Bubble vulnerability X thread

Hi all,

An alleged “0day Bubble exploit” just got “exposed” on X. The post states that allegedly Bubble knew about this but chose to ignore this exploit.

Looking into it I am not sure what the impact would be but I wanted to share it here so we can discuss and hopefully get more information from @fede.bubble. My biggest question is, does this impact apps with privacy rules? As I assume privacy rules are set on the database level and not on the client right so this seems to only affect apps without privacy rules? If so, I don’t really think this is a big deal as apps should have privacy rules and Bubble should come out with a statement to do a bit of damage control. But would love to know more!

Summary

In essence, this exploit allows the execution of arbitrary requests to the applications Elastic search which allows data dumping and/or exfiltration.
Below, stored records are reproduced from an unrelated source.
PR #562, opened 2019-09-06
[WIP] [M2] Implement router2 according to specs

### LINKED ISSUE #545: [M2] Implement router2 according to specs
The goal is to split out and define the responsiblities within `router` to allow for easier integration of future features, as well as make the codebase easier to understand.

**Specifications:** https://github.com/watercompany/skywire-specs/blob/master/proposals/router2.md

nkryuchkov:
Closes #545 

### `routing.Rule`:
- [x] Change `routing.Rule` structure

### `routing.Table`:
- [x] Remove BoltDB and managed route tables
- [x] Change `route.Table` interface
- [x] Remove old methods from `route.Table` 

### Setup node:
- [x] Create `Client` type
- [x] Remove `Close~` packet types
- [x] Change `Hop` structure
- [x] Change `Route` structure
- [x] Use `Desc` and `KeepAlive` fields of `Route`
- [x] Use one connection per visor, per request
- [x] Use failure codes
- [ ] Fix tests

### Router:
- [ ] Rewrite
- [ ] Keepalive
- [ ] Fix tests

### Specs:
- [ ] Update


pkg/routing/rule.go
```diff
@@ -14,207 +13,421 @@ import (
...
+	r.assertLen(RuleHeaderSize)
 	return RuleType(r[8])
 }
 
-// RouteID returns RouteID from the rule: reverse ID for an app rule
-// and next ID for a forward rule.
-func (r Rule) RouteID() RouteID {
-	return RouteID(binary.BigEndian.Uint32(r[9:]))
+// SetType sets type of a rule.
+func (r Rule) SetType(t RuleType) {
```
evanlinjin: Remove the `Set...` member functions. Rules are only created as a whole and should not be modified.

evanlinjin (changes requested):

pkg/router/route_manager.go
```diff
@@ -6,9 +6,7 @@ import (
 	"errors"
```
evanlinjin: I rather get rid of this file completely. The logic here should be moved to `router.Router` and `setup.Client`.

Maybe first ensure the work in `setup` and route finder is done before work on `router`.

pkg/routing/loop.go
```diff
@@ -28,20 +28,20 @@ type LoopDescriptor struct {
```
evanlinjin: In the new implementation, there will be no such thing as a `Loop`.

pkg/routing/table.go
```diff
@@ -0,0 +1,212 @@
...
+
+// DefaultConfig represents the default configuration of routing table.
+func DefaultConfig() Config {
+	return Config{
+		GCInterval: DefaultGCInterval,
+	}
+}
+
+// New returns an in-memory routing table implementation.
+func New() Table {
```
evanlinjin: We don't need this. Please remove.

pkg/routing/table.go
```diff
@@ -0,0 +1,212 @@
...
+	return NewWithConfig(DefaultConfig())
+}
+
+// NewWithConfig returns an in-memory routing table implementation with a specified configuration.
+func NewWithConfig(config Config) Table {
```
evanlinjin: `NewTable`

pkg/routing/table.go
```diff
@@ -0,0 +1,212 @@
...
+		if !mt.ruleIsTimedOut(k, v) && v.RouteDescriptor() == desc {
+			rules = append(rules, v)
+		}
+	}
+
+	return rules
+}
+
+// RuleEntry is a pair of a RouteID and a Rule.
+type RuleEntry struct {
```
evanlinjin: We don't need this. `Rule` is sufficient.

`Rule` contains both the `RouteID` key and the next route ID (if `ForwardRule` or `IntermediaryForwardRule`).

pkg/routing/table.go
```diff
@@ -0,0 +1,212 @@
...
+				Rule:    v,
+			}
+			rules = append(rules, entry)
+		}
+	}
+
+	return rules
+}
+
+func (mt *memTable) DelRules(routeIDs []RouteID) {
```
evanlinjin: `keys []RouteID`

pkg/routing/table.go
```diff
@@ -0,0 +1,212 @@
...
+	for _, routeID := range routeIDs {
+		mt.Lock()
+		mt.delRule(routeID)
+		mt.Unlock()
+	}
+}
+
+func (mt *memTable) delRule(routeID RouteID) {
```
evanlinjin: `key RouteID`

pkg/routing/table.go
```diff
@@ -0,0 +1,212 @@
...
+	mt.Lock()
+	defer mt.Unlock()
+
+	mt.rules[routeID] = rule
+	mt.activity[routeID] = time.Now()
+
+	return nil
+}
+
+func (mt *memTable) Rule(routeID RouteID) (Rule, error) {
```
evanlinjin: `key RouteID`

pkg/routing/table.go
```diff
@@ -0,0 +1,212 @@
...
+
+	if mt.nextID == math.MaxUint32 {
+		return 0, ErrNoAvailableRoutes
+	}
+
+	mt.nextID++
+	return mt.nextID, nil
+}
+
+func (mt *memTable) SaveRule(routeID RouteID, rule Rule) error {
```
evanlinjin: `SaveRule(r Rule) error`

pkg/routing/table.go
```diff
@@ -0,0 +1,212 @@
...
+		rules:    map[RouteID]Rule{},
+		activity: make(map[RouteID]time.Time),
+	}
+
+	go mt.gcLoop()
+
+	return mt
+}
+
+func (mt *memTable) ReserveKey() (RouteID, error) {
```
evanlinjin: `ReserveKey() (key RouteID, err error)`

evanlinjin (changes requested):

evanlinjin:
Good work so far.

Looking at the codebase, it seems that your current approach is to make incremental changes and ensure those changes work with the current codebase.

However, this approach is time consuming as we are doing mostly a rewrite.

Please consider this as a rewrite rather than a refactor.

I recommend prioritising the following:
- Understand the end goal as specified within the specs.
- Ensure the individual components within the specs work.

Later on, once we are sure the components work as expected, we can thing about replacing the current codebase.

P.S. Please fix merge conflicts.

pkg/router/router.go
```diff
@@ -3,32 +3,30 @@ package router
...
-
 	"github.com/skycoin/dmsg/cipher"
 	"github.com/skycoin/skycoin/src/util/logging"
 
 	"github.com/skycoin/skywire/pkg/app"
-	routeFinder "github.com/skycoin/skywire/pkg/route-finder/client"
+	rfclient "github.com/skycoin/skywire/pkg/route-finder/client"
 	"github.com/skycoin/skywire/pkg/routing"
 	"github.com/skycoin/skywire/pkg/setup"
+	rsclient "github.com/skycoin/skywire/pkg/setup/client"
```
evanlinjin: Rename the actual package name to be `"github.com/skycoin/skywire/pkg/route-finder/rsclient"`

pkg/router/router.go
```diff
@@ -3,32 +3,30 @@ package router
...
 	"time"
 
-	"github.com/skycoin/skywire/pkg/snet"
-
 	"github.com/skycoin/dmsg/cipher"
 	"github.com/skycoin/skycoin/src/util/logging"
 
 	"github.com/skycoin/skywire/pkg/app"
-	routeFinder "github.com/skycoin/skywire/pkg/route-finder/client"
+	rfclient "github.com/skycoin/skywire/pkg/route-finder/client"
```
evanlinjin: Rename the actual package name to be `"github.com/skycoin/skywire/pkg/routefinder/rfclient"`

evanlinjin: And `github.com/skycoin/skywire/pkg/route-finder` should be `github.com/skycoin/skywire/pkg/routefinder`

pkg/router/router.go
```diff
@@ -69,36 +63,42 @@ type Router struct {
...
+	sl *snet.Listener
+	rt routing.Table
+
+	rsc rsclient.Client
 
 	wg sync.WaitGroup
 	mx sync.Mutex
+
+	OnConfirmLoop func(loop routing.Loop, rule routing.Rule) (err error)
+	OnLoopClosed  func(loop routing.Loop) error
```
evanlinjin: Why do we need the `OnConfirmLoop` and `OnLoopClosed` members? Can we not call `r.confirmLoop` and `r.loopClosed` directly?

pkg/router/router.go
```diff
@@ -69,36 +63,42 @@ type Router struct {
...
-		SetupPKs:               config.SetupNodes,
-		GarbageCollectDuration: config.GarbageCollectDuration,
-		OnConfirmLoop:          r.confirmLoop,
-		OnLoopClosed:           r.loopClosed,
-	})
-	if err != nil {
-		return nil, err
-	}
-	r.rm = rm
+	r.rsc = rsclient.New(n, sl, config.SetupNodes, r.handleSetupConn)
```
evanlinjin: Callbacks are confusing. It will be better to create a new structure named `SetupGateway` which has `Router` as a member. Hence, `SetupGateway` will have member function: `SetupGateway.handleSetupConn` and it's own `SetupGateway.Serve`, removing the need for callbacks.

pkg/setup/client/client.go
```diff
@@ -0,0 +1,97 @@
...
+	"net"
+
+	"github.com/skycoin/dmsg/cipher"
+	"github.com/skycoin/skycoin/src/util/logging"
+
+	"github.com/skycoin/skywire/pkg/snet"
+)
+
+// Client interacts with setup nodes.
+type Client interface {
```
evanlinjin: It seems as though I was wrong with having a `setup.Client` able to clean up the logic. Let's try the `router.SetupGateway` structure instead (unless you have a better idea?).

pkg/setup/node.go
```diff
@@ -7,16 +7,14 @@ import (
...
 	"github.com/skycoin/dmsg/cipher"
 	"github.com/skycoin/dmsg/disc"
 	"github.com/skycoin/skycoin/src/util/logging"
 
 	"github.com/skycoin/skywire/pkg/metrics"
 	"github.com/skycoin/skywire/pkg/routing"
+	"github.com/skycoin/skywire/pkg/snet"
 )
 
 // Node performs routes setup operations over messaging channel.
```
evanlinjin, line 19: `setup.Node` still needs to follow spec: https://github.com/watercompany/skywire-specs/blob/master/proposals/router2.md#setup-node-changes

evanlinjin: Sorry for the change of mind, but instead of defining our own communication protocol for setup, we should use stdlib's `rpc`.

### Instructions

We need two *gateway* structures (which we use to call `(*rpc.Server).Register` with):
- One hosted on `router` that handles requests from `setup`.
- One hosted on `setup` that handles requests from `router`.

So...
- Instead of *Packet Types*, we use member functions for the *gateway* structures.
- Instead of *Packet Body*, we use the inputs of the member functions of the *gateway* structures.

### Examples

Here are some examples for inspiration:
- `app2` implementation: https://github.com/Darkren/skywire/tree/feature/app2/pkg/app2
- `dmsgexec`: https://github.com/SkycoinProject/dmsgexec/blob/master/rpc.go

evanlinjin (changes requested):
### Summary of review

Good work so far. I really like what you have done for the routing rules and routing table.

Please ensure setup node is up to spec. Additionally, I think we should use `rpc` instead of defining our own communication protocol for it. Apologies for the change of mind.

I've also mentioned in this review that `router` should be split into `Router` and `SetupGateway`. Where `SetupGateway` has `Router` as a member.

### Additional Comments

Also ensure that the route finder changes are integrated (please talk to @ivcosla ).

Also note that there is no such thing as `Loop` any more.

pkg/router/router.go
evanlinjin: My point is that the organisation of our structures should be like a tree instead of cyclic. That way, things are easier to understand.

In some cases, callbacks are great, just not here as it makes us read the code in a *cyclic* manner.

pkg/setup/client/client.go
aussieboy88: Client

pkg/router/router.go
nkryuchkov: @evanlinjin I left them for the compatibility with tests. They were modified in tests. However, they will be removed in the next commits.

evanlinjin: Sounds good.

evanlinjin:
How's progress?

nkryuchkov:
@evanlinjin I've just implemented the usage of `net/rpc` instead of own protocol. Integrating the changes with `RouteGroup`'s right now.

pkg/app/app.go
```diff
@@ -38,16 +39,16 @@ type Config struct {
...
 
-// App represents client side in app's client-server communication
+// App represents rsclient side in app's rsclient-server communication
 // interface.
 type App struct {
 	config Config
 	proto  *Protocol
 
-	acceptChan chan [2]routing.Addr
+	acceptChan chan []routing.Route
```
evanlinjin: Would it be better to use `routing.RouteDescriptor` here?

pkg/app/packet.go
```diff
@@ -4,6 +4,6 @@ import "github.com/skycoin/skywire/pkg/routing"
 
 // Packet represents message exchanged between App and Node.
 type Packet struct {
-	Loop    routing.Loop `json:"loop"`
-	Payload []byte       `json:"payload"`
+	Route   routing.Route `json:"route"`
```
evanlinjin: Would `routing.RouteDescriptor` here be better?

pkg/router/rpc_server.go
```diff
@@ -0,0 +1,153 @@
...
+import (
+	"errors"
+	"fmt"
+
+	"github.com/skycoin/skywire/pkg/app"
+	"github.com/skycoin/skywire/pkg/routing"
+	"github.com/skycoin/skywire/pkg/setup"
+)
+
+func (r *Router) AddRules(rules []routing.Rule, routeIDs *[]routing.RouteID) error {
```
evanlinjin: We should create two structures:
- `Router`
- `RouterGateway`

Where `RouterGateway` has rpc-specific these members, and uses `Router`.

evanlinjin: We should also create a `RouterClient` structure,

pkg/setup/idreservoir.go
```diff
@@ -97,60 +100,46 @@ func (rm RulesMap) String() string {
...
-// - firstRID: the first visor's route ID.
-// - lastRID: the last visor's route ID (note that there is no rule set for this ID yet).
-// - err: an error (if any).
-func SaveForwardRules(rules RulesMap, idc *idReservoir, keepAlive time.Duration, route routing.Route) (firstRID, lastRID routing.RouteID, err error) {
+// - a map that relates a slice of routing rules to a given visor's public key.
+// - an error (if any).
+func (idr *idReservoir) GenerateRules(route routing.Route) (RulesMap, error) {
+	rules := make(RulesMap)
 
 	// 'firstRID' is the first visor's key routeID - this is to be returned.
```
evanlinjin: Remember to update the comments.

pkg/setup/node.go
```diff
@@ -56,220 +51,42 @@ func NewNode(conf *Config, metrics metrics.Recorder) (*Node, error) {
...
-	}
-
-	return NewSetupProtocol(tr), nil
-}
 
-func (sn *Node) closeProto(proto *Protocol) {
-	if err := proto.Close(); err != nil {
-		sn.Logger.Warn(err)
+		sn.logger.WithField("requester", conn.RemotePK()).Infof("Received request.")
+		go sn.rpcSrv.ServeConn(conn.Conn)
```
evanlinjin: We should use a separate `setup.Gateway` structure. This will serve two purposes:

1. We can completely separate setup logic, and the code that only serves as a *gateway* between the setup node and visor node.

2. We can verify requests.

For example, if visor A wants to `CreateRoutes`, we need to verify that the route requested needs to start from A. We can use `setup.Gateway` to store the *context* of the request if we create a new `setup.Gateway` for each request:

```golang
package setup

type Gateway struct {
    reqPK cipher.PubKey // requester's public key
    sn *Node // setup node
}

func (sn *Node) Serve() error {
    for {
        conn, err := sn.dmsgL.AcceptTransport()
        if err != nil { return err }
        rpcS := rpc.NewServer()
        rpcS.RegisterName(&Gateway{reqPK: conn.RemotePK(), sn:sn})
        go rpcS.ServeConn(conn)
    }
}
```

pkg/setup/visor_rpc_helpers.go
```diff
@@ -0,0 +1,60 @@
...
+import (
+	"context"
+	"fmt"
+
+	"github.com/skycoin/dmsg/cipher"
+
+	"github.com/skycoin/skywire/pkg/routing"
+)
+
+func (sn *Node) visorAddRules(ctx context.Context, pk cipher.PubKey, rules []routing.Rule) ([]routing.RouteID, error) {
```
evanlinjin: These functions do not need to be members of `setup.Node`. We can just have `*dmsg.Client` as an additional input.

evanlinjin (changes requested):
Good work so far. Please check my comments.

pkg/app/app.go
nkryuchkov: @evanlinjin It would be, thanks

pkg/app/packet.go
nkryuchkov: @evanlinjin Indeed. Thanks.

pkg/router/rpc_server.go
nkryuchkov: @evanlinjin Good idea

pkg/setup/visor_rpc_helpers.go
nkryuchkov: @evanlinjin 
I made them members of `setup.Node` to use its logger when the closing of router RPC client fails. Creating its own logger for the RPC client didn't seem necessary for me. Anyway, those methods get called from `setup.Node` methods only. 

Do you think it would be better to create its own logger?

pkg/setup/node.go
nkryuchkov: @evanlinjin Good suggestion.

pkg/setup/visor_rpc_helpers.go
evanlinjin: > Do you think it would be better to create its own logger?

No, that would be a little extreme.

Good point, I did not see this. How about having an additional `log logrus.StdLogger` as input?

nkryuchkov: @evanlinjin Actually, we can just remove the logging dependency in those functions and just return an error if the closing of client fails. Then we can get rid of `Node` dependency. What do you think?

evanlinjin: That can work too. But failing to close shouldn't result in route setup failure later on.

nkryuchkov: @evanlinjin I'll think how to do this in the best way. An additional logging argument would be helpful, however, I don't like this signature:
```golang
func visorAddRules(ctx context.Context, log logrus.StdLogger, dmsgC *dmsg.Client, pk cipher.PubKey, rules []routing.Rule) ([]routing.RouteID, error)
```

evanlinjin: @nkryuchkov Personally I think it looks okay :sweat_smile: 

Although slightly lengthy, the inputs are easy to understand.

nkryuchkov: @evanlinjin I'll do it this way then

pkg/app/app.go
```diff
@@ -44,10 +44,10 @@ type App struct {
 	config Config
 	proto  *Protocol
 
-	acceptChan chan [2]routing.Addr
+	acceptChan chan routing.RouteDescriptor
```
evanlinjin, line 47: Don't bother working with `app`. We are removing it completely. Actually it will be good if we can remove it now. Please coordinate with @Darkren

pkg/router/gateway.go
```diff
@@ -0,0 +1,57 @@
...
+func NewGateway(router *router) *Gateway {
+	return &Gateway{
+		logger: logging.MustGetLogger("router-gateway"),
+		router: router,
+	}
+}
+
+func (r *Gateway) AddEdgeRules(rules routing.EdgeRules, ok *bool) error {
+	go func() {
+		r.router.accept <- rules
```
evanlinjin: We need to create a function such as: `router.IntroduceRules` or something similar. This is to allow for thread-safety when shutting down.

pkg/router/router.go
```diff
@@ -37,386 +33,367 @@ var log = logging.MustGetLogger("router")
...
-type Router struct {
-	Logger *logging.Logger
+type DialOptions struct {
+	MinForwardRts int
+	MaxForwardRts int
+	MinConsumeRts int
+	MaxConsumeRts int
+}
+
+var DefaultDialOptions = &DialOptions{
```
evanlinjin: I would prefer if this was a function instead: `func DefaultDialOptions() DialOptions`. This way the values become immutable.

pkg/router/router.go
```diff
@@ -37,386 +33,367 @@ var log = logging.MustGetLogger("router")
...
-func (r *Router) ServeApp(conn net.Conn, port routing.Port, appConf *app.Config) error {
-	fmt.Println("!!! [ServeApp] start !!!")
-
-	r.wg.Add(1)
-	defer r.wg.Done()
 
-	appProto := app.NewProtocol(conn)
-	if err := r.pm.Open(port, appProto); err != nil {
-		return err
+	req := routing.BidirectionalRoute{
```
evanlinjin, line 165: Nice name!

pkg/router/router.go
```diff
@@ -37,386 +33,367 @@ var log = logging.MustGetLogger("router")
...
-		if err := conn.Close(); err != nil {
-			r.Logger.WithError(err).Warn("Failed to close connection")
-		}
-	}
+// AcceptsRoutes should block until we receive an AddRules packet from SetupNode that contains ConsumeRule(s) or ForwardRule(s).
+// Then the following should happen:
+// - Save to routing.Table and internal RouteGroup map.
+// - Return the RoutingGroup.
+func (r *router) AcceptRoutes() (*RouteGroup, error) {
+	rules := <-r.accept
```
evanlinjin: We may need a `done` chan to go along with this. Probably need to give some thought on the close logic.

pkg/router/router.go
```diff
@@ -426,11 +403,44 @@ fetchRoutesAgain:
...
+		r.logger.Infof("Save new Routing Rule with ID %d %s", rule.KeyRouteID(), rule)
+	}
+
+	return nil
+}
+
+func (r *router) occupyRouteID(n uint8) ([]routing.RouteID, error) {
+	var ids = make([]routing.RouteID, n)
+	for i := range ids {
+		routeID, err := r.rt.ReserveKey()
```
evanlinjin: It might be better to change `(routing.Table).ReserveKey()` to `(routing.Table).ReserveKeys(n int)`.

pkg/router/router.go
evanlinjin: Or work some magic using `context.Context`.

pkg/router/routerclient/client.go
```diff
@@ -0,0 +1,80 @@
...
+	}
+
+	if err := c.rpc.Close(); err != nil {
+		return err
+	}
+
+	return nil
+}
+
+func (c *Client) AddEdgeRules(ctx context.Context, rules routing.EdgeRules) (bool, error) {
```
evanlinjin, line 55: If we use the deadline functions of the underlying `net.Conn` (`dmsg` that is), we won't need to use `context.Context`. Just some food for thought... Not sure which is best. But lets use `context.Context` for now.

pkg/setup/gateway.go
```diff
@@ -0,0 +1,121 @@
...
+
+func (g *Gateway) DialRouteGroup(route routing.BidirectionalRoute, rules *routing.EdgeRules) (failure error) {
+	startTime := time.Now()
+	defer func() {
+		g.sn.metrics.Record(time.Since(startTime), failure != nil)
+	}()
+
+	g.logger.Infof("Received RPC DialRouteGroup request")
+
+	ctx := context.Background()
```
evanlinjin: We might need to have a context with timeout. Let's say 1 minute just to be safe? Is there a better way to do timeout?

pkg/setup/idreservoir.go
```diff
@@ -97,60 +102,51 @@ func (rm RulesMap) String() string {
...
-	if err != nil {
-		return nil, 0, 0, err
-	}
-	firstRevRID, lastRevRID, err := SaveForwardRules(rules, idc, ld.KeepAlive, ld.Reverse)
-	if err != nil {
-		return nil, 0, 0, err
-	}
+// - a map that relates a slice of routing rules to a given visor's public key.
+// - an error (if any).
+func (idr *idReservoir) GenerateRules(forward, reverse routing.Route) (forwardRules, consumeRules map[cipher.PubKey]routing.Rule, intermediaryRules RulesMap, err error) {
```
evanlinjin, line 110: I know that routes are working in a very different manner in m2, but there was a bug in m1 (fixed here: https://github.com/SkycoinProject/skywire-mainnet/commit/7eccea4421cfad767c21e0c4955f221f9f329106). Let me know if this was causing an issue, or if we are fine. Thanks!

pkg/setup/gateway.go
```diff
@@ -0,0 +1,121 @@
...
+
+func NewGateway(reqPK cipher.PubKey, sn *Node) *Gateway {
+	return &Gateway{
+		logger: logging.MustGetLogger("setup-gateway"),
+		reqPK:  reqPK,
+		sn:     sn,
+	}
+}
+
+func (g *Gateway) DialRouteGroup(route routing.BidirectionalRoute, rules *routing.EdgeRules) (failure error) {
```
evanlinjin: This looks clean. However, I would prefer if most of the logic is elsewhere, and the `Gateway` structure acts as just a *gateway*.

pkg/setup/setupclient/client.go
```diff
@@ -0,0 +1,86 @@
...
+	"github.com/skycoin/skywire/pkg/routing"
+	"github.com/skycoin/skywire/pkg/snet"
+)
+
+const rpcName = "Gateway"
+
+type Client struct {
+	log   *logging.Logger
+	n     *snet.Network
+	nodes []cipher.PubKey
```
evanlinjin: We need to make clear (probably via comments) that this refers to setup node PKs.

evanlinjin (changes requested):
Very good so far. Please review my comments. Please don't worry about *Making it work as a whole* yet. Just get the components mentioned in the specs implemented. Let's look to merge this (it will be okay if it's not working), but get it compiling. Then let's rebase this to the SkycoinProject org before continuing further.

pkg/router/router.go
nkryuchkov: @evanlinjin thanks!

pkg/setup/idreservoir.go
nkryuchkov: @evanlinjin It's fixed in the new implementation.

pkg/setup/gateway.go
nkryuchkov: @evanlinjin 1 minute is a good idea, I'll think if there's a better way.

pkg/app/app.go
nkryuchkov: @Darkren will remove it in his PR

pkg/app2/rpc_gateway.go
```diff
@@ -4,7 +4,6 @@ import (
 	"fmt"
 	"net"
 
-	"github.com/pkg/errors"
```
evanlinjin, line 7: So have we decided against using `pkg/errors` for m2?

pkg/router/route_group.go
```diff
@@ -0,0 +1,218 @@
...
+
+// RouteGroup should implement 'io.ReadWriteCloser'.
+type RouteGroup struct {
+	mu sync.RWMutex
+
+	desc routing.RouteDescriptor // describes the route group
+	fwd  []routing.Rule          // forward rules (for writing)
+	rvs  []routing.Rule          // reverse rules (for reading)
+
+	// The following fields are used for writing:
```
evanlinjin, line 31: We need to reorganize these comments/fields.

pkg/router/route_group.go
```diff
@@ -0,0 +1,218 @@
...
+
+	return ioutil.BufRead(&r.readBuf, data, p)
+}
+
+// Write writes payload to a RouteGroup
+// For the first version, only the first ForwardRule (fwd[0]) is used for writing.
+func (r *RouteGroup) Write(p []byte) (n int, err error) {
+	r.mu.Lock()
+	defer r.mu.Unlock()
+
```
evanlinjin, line 94: Should we check if the RouteGroup is closed here, to avoid writing when the RouteGroup closes.

evanlinjin (changes requested):

evanlinjin:
I haven't said much. The code looks good. We just need to ensure it works.

pkg/app2/rpc_gateway.go
nkryuchkov: The `github.com/pkg/errors` is not related to the standard library. The new error features in 1.13 were added to the `errors` package. 

The `github.com/pkg/errors` was used in `app2` only, so the usage of `errors` and `github.com/pkg/errors` was mixed. I decided to make it consistent in this PR. 

I think we should go with the standard library `errors` and use more of its features but within another PR.

pkg/router/route_group.go
nkryuchkov: @evanlinjin You're right, thanks!

nkryuchkov:
Replaced by https://github.com/SkycoinProject/skywire-mainnet/pull/51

The applications encryption workflow is performed in the front-end, because Bubble-dot-io uses fixed IV’s (shared between ALL clients), exploiting Bubble-dot-io is possible due to the creation of arbitrary payloads by abusing the recovery keys.

All tables can be dumped, including custom tables defined as “custom.(table_name)”.

Furthermore, it’s possible to attack other clients from Bubble-dot-io because the application does all hosting internally (shared).

• Cryptography keys do not rotate, hence an attacker can reuse the same keys in new Elastic searches
• Timestamps are not verified
• Attackers can enumerate customer subdomains by fuzzing *.bubbleapps-dot-io domain, making identification of targets easier
• If domain doesn’t match target, response header will return correct target in ‘X-BUBBLEAPP-NAME’

Bubble’s reaction

Upon discovering the vulnerability, these 2 researchers notified Bubble. Unfortunately, for whatever reason, this fell on deaf ears.

Vulnerability Discovery

Through reverse engineering the platform’s JavaScript code and analyzing the HTTP headers, we discovered a vulnerability that could potentially allow an attacker to execute arbitrary queries against the Elasticsearch instance powering Bubble.io applications.

Technologies Involved:

• Elasticsearch: Used by Bubble.io to perform database searches.
• AES-CBC + PBKDF2_HMAC: Encryption methods used to protect requests to Elasticsearch.

Read more on Github:

More info:

This is not a 0 day. It’s the expected behaviour as outlined in the docs.

You should be using privacy rules to restrict database queries.

It’s a shame that something like this goes viral when it’s flat out untrue, and that’s all users will hear of Bubble.

@georgecollier Yeah it is definitely a bad look. Bubble should come out with a statement saying exactly that. The timing is also quite interesting as it might be that a big part of the Bubble team is OOO for Easter. I don’t really think that is a coincidence

No doubt, it’s a bad look. But the ‘zero day’ they’re reporting is actually that lots of apps don’t have privacy rules configured. Which is true - but not a zero day, and not Bubble’s fault - that’s user error.

I said this would happen for a different (actual) vulnerability (technically a bug) but funny that instead this fake vulnerability comes out. To be honest, it seems like the solution is to stop obfuscating the requests entirely. Does it do anything other than add a slight overhead to searches?

already replied in another thread talking about this but just in case: this is all documented and not a “zero day exploit”. The team will post a more official response later today

This topic was automatically closed after 14 days. New replies are no longer allowed.